Studio album by Jovanotti
- Released: 18 January 2008
- Length: 71:24
- Label: Universal; Soleluna;
- Producer: Alessandro Cortini; Michele Canova; Jovanotti;

Jovanotti chronology
| ElectroJova - Buon sangue dopato (2006) | Safari (2008) | OYEAH (2009) |

Singles from Safari
- "Fango" Released: 6 December 2007; "A te" Released: 7 March 2008; "Safari" Released: 4 July 2008; "Come musica" Released: 20 October 2008; "Mezzogiorno" Released: 23 January 2009; "Il 5 Maggio (Napoleone è Pieno di Vita)" Released: 29 March 2009; "Punto" Released: 15 May 2009;

= Safari (Jovanotti album) =

Safari is the eleventh studio album by Italian singer-songwriter Jovanotti. Preceded by the single "Fango", it was released in Italy on 17 January 2008. The album features guests including Ben Harper, who plays a guitar solo in "Fango", Italian band Negramaro's frontman Giuliano Sangiorgi, Brazilian musician Sérgio Mendes and American recording artist Michael Franti.

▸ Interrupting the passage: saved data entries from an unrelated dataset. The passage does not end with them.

PR #568, opened 2021-05-31
dist: fix dbus configuration

lucab:
This tweaks dbus configuration, fixing some mistakes in the ACLs.
It gets rid of the following dbus-broker warning:
> Conflicting attributes in /usr/share/dbus-1/system.d/org.coreos.zincati.conf +14


kelvinfan001 (approved):
Thanks for noticing this. LGTM!

Issue #544, opened 2021-05-03
strategy: add metrics around finalization requests/results


lucab:
As Zincati is growing more strategies and as they get more complex, chances of buggy or mis-configured strategies also get larger.
We should add some metrics around [`can_finalize`](https://github.com/coreos/zincati/blob/v0.0.20/src/strategy/mod.rs) so that we can graph:
 * total number of allowed finalization requests
 * total number of errors
 * amount of "false" vs "true" results

PR #571, opened 2021-05-31
Add more metrics around finalization attempts

kelvinfan001:
This adds metrics to measure the total number of finalization
attempts, `can_finalize` responses from  update strategy, and
attempts denied due to factors unrelated to update strategy,
such as active user sessions, or (in the future) systemd inhibitor
locks present.

Note: this is in addition to and distinct from the
`zincati_rpm_ostree_finalize_attempts_total`
`zincati_rpm_ostree_finalize_failures_total` metrics, as those two
metrics are solely related to the `rpm_ostree` actor and rpm-ostree
binary.

Closes https://github.com/coreos/zincati/issues/544.

### DIFF
--- a/src/update_agent/actor.rs
+++ b/src/update_agent/actor.rs
@@ -7,14 +7,30 @@ use actix::prelude::*;
 use anyhow::Error;
 use futures::prelude::*;
 use log::trace;
-use prometheus::IntGauge;
+use prometheus::{IntCounter, IntCounterVec, IntGauge};
 use std::collections::BTreeSet;
 use std::time::Duration;
+
+/// Label for finalization attempts blocked due to active interactive user sessions.
+pub static ACTIVE_USERSESSIONS_LABEL: &str = "active_usersessions";
 
 lazy_static::lazy_static! {
     static ref LAST_REFRESH: IntGauge = register_int_gauge!(opts!(
         "zincati_update_agent_last_refresh_timestamp",
         "UTC timestamp of update-agent last refresh tick."
+    )).unwrap();
+    static ref FINALIZATION_ATTEMPTS: IntCounter = register_int_counter!(opts!(
+        "zincati_update_agent_finalization_attempts",
+        "Total number of attempts to finalize a staged deployment by the update agent."
+    )).unwrap();
+    static ref FINALIZATION_BLOCKED: IntCounterVec = register_int_counter_vec!(
+        "zincati_update_agent_finalization_blocked_count",
+        "Total number of finalization attempts blocked due to reasons unrelated to update strategy.",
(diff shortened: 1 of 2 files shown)


src/update_agent/actor.rs
```diff
@@ -16,6 +16,26 @@ lazy_static::lazy_static! {
         "zincati_update_agent_last_refresh_timestamp",
         "UTC timestamp of update-agent last refresh tick."
     )).unwrap();
+    static ref FINALIZATION_ATTEMPTS: IntCounter = register_int_counter!(opts!(
+        "zincati_update_agent_finalization_attempts",
+        "Total number of attempts to finalize a staged deployment by the update agent."
+    )).unwrap();
+    static ref FINALIZATION_ALLOWED_BY_STRATEGY: IntCounter = register_int_counter!(opts!(
```
lucab, line 23: I think this allowed/denied can be folded into a single metrics with a `outcome=allowed|denied` label and moved into the `strategy` module. I'm not sure whether to fold the error outcome into this label as well.

src/update_agent/actor.rs
```diff
@@ -16,6 +16,26 @@ lazy_static::lazy_static! {
...
+        "zincati_update_agent_finalization_allowed_by_strategy",
+        "Total number of finalization attempts by the update agent allowed by its update strategy."
+    )).unwrap();
+    static ref FINALIZATION_DENIED_BY_STRATEGY: IntCounter = register_int_counter!(opts!(
```
lucab, line 27: These `denied` cases can also likely be folded into labels.

How do you plan to fit inhibitors into the flow (and thus metrics counting)?

src/update_agent/actor.rs
kelvinfan001: By "folding", you mean using e.g. `IntCounterVec` right?

src/update_agent/actor.rs
kelvinfan001: I was thinking of making a separate metric, similar to `zincati_update_agent_finalization_denied_by_usersessions` to count denials due to systemd inhibitors. Should we combine all non strategy-related gates into one?

src/update_agent/actor.rs
lucab: Yes. There are some examples in this project in the `fleet_lock` module.

src/update_agent/actor.rs
lucab: Yes, I'd combine them together via labels.

kelvinfan001:
@lucab I think this is good for another look if you have time :)

lucab (approved):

Safari was a commercial success, topping the Italian Albums Chart for seven weeks and being certified five times platinum by the Federation of the Italian Music Industry. It also became the best-selling album of 2008 in Italy, while its second single, "A te", ranked first in the Italian annual chart.

Professional ratings
Review scores
| Source | Rating |
| AllMusic | Star Half star |
| Musica e dischi | Star |

==Track listing==

Standard Edition (Mercury UPC 00602517577527)
| No. | Title | Length |
|---|---|---|
| 1. | "Fango" (featuring Ben Harper) | 4:34 |
| 2. | "Mezzogiorno" | 4:22 |
| 3. | "A te" | 4:25 |
| 4. | "Dove ho visto te" | 4:30 |
| 5. | "In orbita" | 4:33 |
| 6. | "Safari" (featuring Giuliano Sangiorgi) | 4:24 |
| 7. | "Temporale" (featuring Sly and Robbie) | 5:54 |
| 8. | "Come musica" | 3:50 |
| 9. | "Innamorato" | 2:38 |
| 10. | "Punto" (featuring Sérgio Mendes) | 4:11 |
| 11. | "Antidolorificomagnifico" | 4:26 |
| 12. | "Mani libere 2008" (featuring Michael Franti) | 4:25 |

iTunes Bonus Track
| No. | Title | Length |
|---|---|---|
| 13. | "Punto" (Veccho Frank Version, featuring Sèrgio Mendes) | 3:35 |

Limited Deluxe Edition
| No. | Title | Length |
|---|---|---|
| 13. | "Come parli l'italiano" | 3:10 |
| 14. | "Nel mio tempo" | 5:06 |
| 15. | "Il gioco del mondo" | 7:29 |

Limited Christmas Edition
| No. | Title | Length |
|---|---|---|
| 13. | "A te" (Live) | 5:34 |
| 14. | "Come musica" (Live) | 3:53 |
| 15. | "Mezzogiorno" (Live) | 5:08 |
| 16. | "Dove ho visto te" (Live) | 4:37 |

==Charts==
===Weekly charts===

| Chart (2008) | Peak position |
|---|---|
| Austrian Albums (Ö3 Austria) | 70 |
| Italian Albums (FIMI) | 1 |
| Swiss Albums (Schweizer Hitparade) | 4 |

===Year-end charts===

| Chart (2008) | Position |
|---|---|
| European Albums (Billboard) | 39 |
| Italian Albums (FIMI) | 1 |
| Swiss Albums (Schweizer Hitparade) | 55 |

==Certifications==

| Region | Certification | Certified units/sales |
| Italy (FIMI) | 5× Platinum | 600,000 |
| Switzerland (IFPI Switzerland) | Gold | 10,000^{^} |
^{^} Shipments figures based on certification alone.